Optimizing my kernel to escape the watchdog timer

Hi all, i’m trying to implement a bilateral filter kernel using the brute-force method and textures fetches. The code i’ve attached works fairly good for medium/small size images (under 1000*1000 pix) but i tested it with a very big picture (2000 * 1414 pix) and the kernel got aborted about 12 secs after by the watchdog timer in windows xp. The test used a kernel radius of 32, that is a filter dimension of 65X65. Can you please give some advices to speed up my code? I thought about shared memory at first, but given such large filter dimension (I’m trying to reach 129x129 window, that is a radius of 128) i think i’ll eventually pass the per-block shared memory limit. Any suggestion is welcome!

A.
cuda_bilateral.txt (3.02 KB)

The timeout problem is really easy to solve… add a small parameter to allow running your kernel over a tile of the image, not the whole image, then run the kernel many times. You might use a tile size of 256x256 for example, giving enough blocks for efficiency and using 50 kernel launches for medium size images. The overhead of kernel launches is really quite small.

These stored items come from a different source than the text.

Issue #189, opened 2018-04-12
Add python type checking to all classes


arostamianfar:
We have adopted PEP-484 for our type checking, but many classes are still missing them. We should add them to all existing classes.

allieychen:
In Q2, the type checking will be added to public functions and methods. If there were types listed in `Args` for private methods, they will also be converted as type hint following PEP-484.

Issue #178, opened 2018-04-10
Implement a pre-processing tool


arostamianfar:
Now that we have 'robust' VCF import (see #101, #79, and [design doc](https://docs.google.com/document/d/1JusaPllbpXynNziNzdyOdSRTM8i7UXbNvtkbrWNMq3Q/edit)), we should implement a pre-processing tool to aid users when importing malformed and/or incompatible VCF files.
This tool will essentially extend the existing proposal for a "resource estimator tool" (see #67) and generate a report of incompatible VCF fields as well as resolution suggestions (e.g. resolving "float" and "string" into "string").

PR #194, opened 2018-04-16
refator vcf to bq script #178

allieychen:
Before writing the generating conflicts report script for [Issue 178](https://github.com/googlegenomics/gcp-variant-transforms/issues/178)(Basically creating another script similar to `vcf_to_bq`: parsing the arguments and define the pipelines), it is observed that there are some functions can be reused by `vcf_to_bq` and the `preprocessor`. 

Therefore, refactored the `vcf_to_bq` and moved some general functions that can be shared by `vcf_to_bq` and the `preprocessor` to a new module.

Type hints ([Issue 189](https://github.com/googlegenomics/gcp-variant-transforms/issues/189)) are also added.

Tested: unit tests

### DIFF
--- a/gcp_variant_transforms/general_process.py
+++ b/gcp_variant_transforms/general_process.py
@@ -1,0 +1,151 @@
+# Copyright 2018 Google Inc.  All Rights Reserved.
+#
+# Licensed under the Apache License, Version 2.0 (the "License");
+# you may not use this file except in compliance with the License.
+# You may obtain a copy of the License at
+#
+#      http://www.apache.org/licenses/LICENSE-2.0
+#
+# Unless required by applicable law or agreed to in writing, software
+# distributed under the License is distributed on an "AS IS" BASIS,
+# WITHOUT WARRANTIES OR CONDITIONS OF ANY KIND, either express or implied.
+# See the License for the specific language governing permissions and
+# limitations under the License.
+
+"""General functions that are used by both vcf_to_bq and preprocessor.
+
+It includes parsing the command line arguments, reading the input, applying the
+PTransforms and writing the output.
+"""
+
+from argparse import ArgumentParser
+from argparse import Namespace  # pylint: disable=unused-import
+from typing import List  # pylint: disable=unused-import
+import enum
+
+import apache_beam as beam
+from apache_beam.io.filesystems import FileSystems
+from apache_beam import Pipeline  # pylint: disable=unused-import
+from apache_beam.pvalue import PCollection  # pylint: disable=unused-import
+
+from gcp_variant_transforms.beam_io import vcfio
+from gcp_variant_transforms.beam_io import vcf_header_io
+from gcp_variant_transforms.options.variant_transform_options import VariantTransformsOptions  # pylint: disable=unused-import
+from gcp_variant_transforms.transforms import filter_variants
+from gcp_variant_transforms.transforms import infer_undefined_headers
+from gcp_variant_transforms.transforms.merge_headers import MergeHeaders  # pylint: disable=unused-import
+
+# If the # of files matching the input file_pattern exceeds this value, then
+# headers will be merged in beam.
+_SMALL_DATA_THRESHOLD = 100
+_LARGE_DATA_THRESHOLD = 50000
+
+
+class PipelineModes(enum.Enum):
+  """An Enum specifying the mode of the pipeline based on the data size."""
+  SMALL = 0
+  MEDIUM = 1
+  LARGE = 2
+
+
+def parse_args(argv, command_line_options):
+  # type: (List[str], List[type]) -> (Namespace, List[str])
+  """Parses the arguments.
+
+  Args:
+    argv: A list of string representing the pipeline arguments.
+    command_line_options: A list of type ``VariantTransformsOptions`` that
+      specifies the options that will be added to parser.
+  """
+  parser = ArgumentParser()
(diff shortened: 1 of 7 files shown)


gcp_variant_transforms/general_process.py
```diff
@@ -0,0 +1,151 @@
...
+  return known_args, pipeline_args
+
+
+def get_pipeline_mode(known_args):
+  # type: (Namespace) -> int
+  """Returns the mode the pipeline should operate in based on input size."""
+  if known_args.optimize_for_large_inputs:
+    return PipelineModes.LARGE
+
+  match_results = FileSystems.match([known_args.input_pattern])
```
allieychen: @bashir2 For the type hints `Namespace`, I got warnings as unresolved attribute reference for class `Namespace`, I didn't find a good way to resolve it. Any suggestions?

bashir2: Right, the type checking system cannot understand these kind of dynamic objects (thanks to Python). With a quick look at argparse, I think these attributes (e.g., input_pattern) are added dynamically.

BTW, you can just use argparse.Namespace if you want to avoid importing the Namespace class (since the style guide recommends against it).

gcp_variant_transforms/vcf_to_bq.py
```diff
@@ -33,32 +33,33 @@
...
-from gcp_variant_transforms.beam_io import vcf_header_io
-from gcp_variant_transforms.beam_io import vcfio
+from gcp_variant_transforms import general_process
 from gcp_variant_transforms.libs import metrics_util
 from gcp_variant_transforms.libs import vcf_header_parser
 from gcp_variant_transforms.libs.variant_merge import merge_with_non_variants_strategy
 from gcp_variant_transforms.libs.variant_merge import move_to_calls_strategy
 from gcp_variant_transforms.libs import processed_variant
 from gcp_variant_transforms.options import variant_transform_options
+from gcp_variant_transforms.options.variant_transform_options import MergeOptions
```
arostamianfar: The styleguide actually recommends not importing classes and just importing modules...we've not been using that in tests and the unsuced imports though... but, this is an interesting case; could you use the full path in `type`? Given that it's only once place, then it shouldn't be that bad i guess.

gcp_variant_transforms/general_process.py
```diff
@@ -0,0 +1,151 @@
...
+          infer_undefined_headers.InferUndefinedHeaderFields(
+              beam.pvalue.AsSingleton(merged_header)))
+
+
+def read_headers(pipeline, pipeline_mode, known_args):
+  # type: (Pipeline, int, Namespace) -> PCollection
+  """Creates an initial PCollection by reading the VCF file headers."""
+  if pipeline_mode == PipelineModes.LARGE:
+    headers = pipeline | (beam.Create([known_args.input_pattern])
+                          | vcf_header_io.ReadAllVcfHeaders())
```
arostamianfar: nit: this indentation pattern is a bit awkward; I think this is better:
```
headers |= (pipeline
    | beam.Create([known_args.input_pattern])
    | vcf_header_io.ReadAllVcfHeaders())
```

gcp_variant_transforms/general_process.py
```diff
@@ -0,0 +1,151 @@
...
+  return (read_variants(pipeline, known_args)
+          | 'FilterVariants' >> filter_variants.FilterVariants(
+              reference_names=known_args.reference_names)
+          | ' InferUndefinedHeaderFields' >>
+          infer_undefined_headers.InferUndefinedHeaderFields(
+              beam.pvalue.AsSingleton(merged_header)))
+
+
+def read_headers(pipeline, pipeline_mode, known_args):
+  # type: (Pipeline, int, Namespace) -> PCollection
```
arostamianfar: nit: pipeline_mode is actually an Enum. Does InteliJ support it?

gcp_variant_transforms/general_process.py
```diff
@@ -0,0 +1,151 @@
...
+  if not match_results:
+    raise ValueError('No files matched input_pattern: {}'.format(
+        known_args.input_pattern))
+
+  total_files = len(match_results[0].metadata_list)
+  if total_files > _LARGE_DATA_THRESHOLD:
+    return PipelineModes.LARGE
+  elif total_files > _SMALL_DATA_THRESHOLD:
+    return PipelineModes.MEDIUM
+
```
arostamianfar: nit: please remove extra blank line :)

gcp_variant_transforms/general_process.py
```diff
@@ -0,0 +1,151 @@
...
+  return PipelineModes.SMALL
+
+
+def _add_parser_arguments(options, parser):
+  # type: (List[VariantTransformsOptions], ArgumentParser) -> None
+  for transform_options in options:
```
arostamianfar: Now that we have these in a separate module, I think it's ok to just inline them in the `parse_args` method (it becomes more readable that way).

gcp_variant_transforms/general_process.py
```diff
@@ -0,0 +1,151 @@
+# Copyright 2018 Google Inc.  All Rights Reserved.
```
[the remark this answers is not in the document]
arostamianfar: Perhaps `vcf_to_bq_common.py`. We can name the preprocessor `vcf_to_bq_preprocessor.py`.

allieychen:
Yes, I think so. I will check the unit tests to find out why it is decreased.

As with many problems, your likely bottleneck is memory, especially memory latency. There’s tons you can do.
I suspect right now you’re latency bound, you’re fetching data (from a texture) and immediately using it for a small amount of compute.

Youre right that you can’t fit a whole tile into shared memory at once, but that doesn’t mean you can’t fit a small tile and “roll” it.
A warp might load 64 RGB values in a “minirow” and start “panning” the thread queries over it. Once you reach the end of the first 32 values, you’ll load the next 32 values in (overwriting the now used-up older 32 front values.), and continue. In fact this is where you can prefetch the next values and you’ll probably become much closer to compute limited.
You COULD extend this to 2D as well and coordinate the threads but the simple horizontal-only per-warp preloading will likely give you the best bang for the buck for now.

You might think “why bother loading it, it will be in texture cache!” but that’s no guarantee, and you’re smarter than a cache. And the cache is merely a way to lower BANDWIDTH… I suspect you are LATENCY bound in many cases.

You could also boost your kernel compute speed enormously by making a filter response lookup table (in shared memory). Normally GPUs don’t like lookup tables, but in this case the table would only be 256 long (*3 for RGB) and save you about 30 fp ops, and also three divides and three expf()s. Worth trying. You’ll get bank conflicts when reading the table, but experiments will show if this is better than all that math or not.

Anyway, there’s lots and lots left to do in your kernel… it will require some experimentatin and reordering.

BTW you have a bug:

/ (2 * sigmar * sigmar));

is repeated 3 times. The last two should use sigmag and sigmab instead of sigmar.

I beleive the r in sigmar is for radius not red :)

Also, htis is minor, but im wondering why youre using i and not ix when texture fetching. Youll save a cast as you are adding a float and an int in the texture fetches.

Otherwize, what SPWorley said! If you experiment with the lookup table, let us know the results, id be interested.

How big id d_kernel? Could it fit in shared memory? Or constant?

–im blind, there is the kernel size in the original post. You could try constant, doubt itll be great as all threads wont be accessin the same element, but it doesnt cost much to try! Maybe the constant cache will help you.

If you has no way to solve that problem, I think that your program can runs under linux without Timeout occurs.

No CUDA program is ever bound by latency unless it’s not running enough threads.

Anyway, everything else SPWorley said is correct. Break up the problem to get over the timeout limit, and use smem by actively feeding in data as it’s used. You definately should use smem, because the same data gets reused by many threads.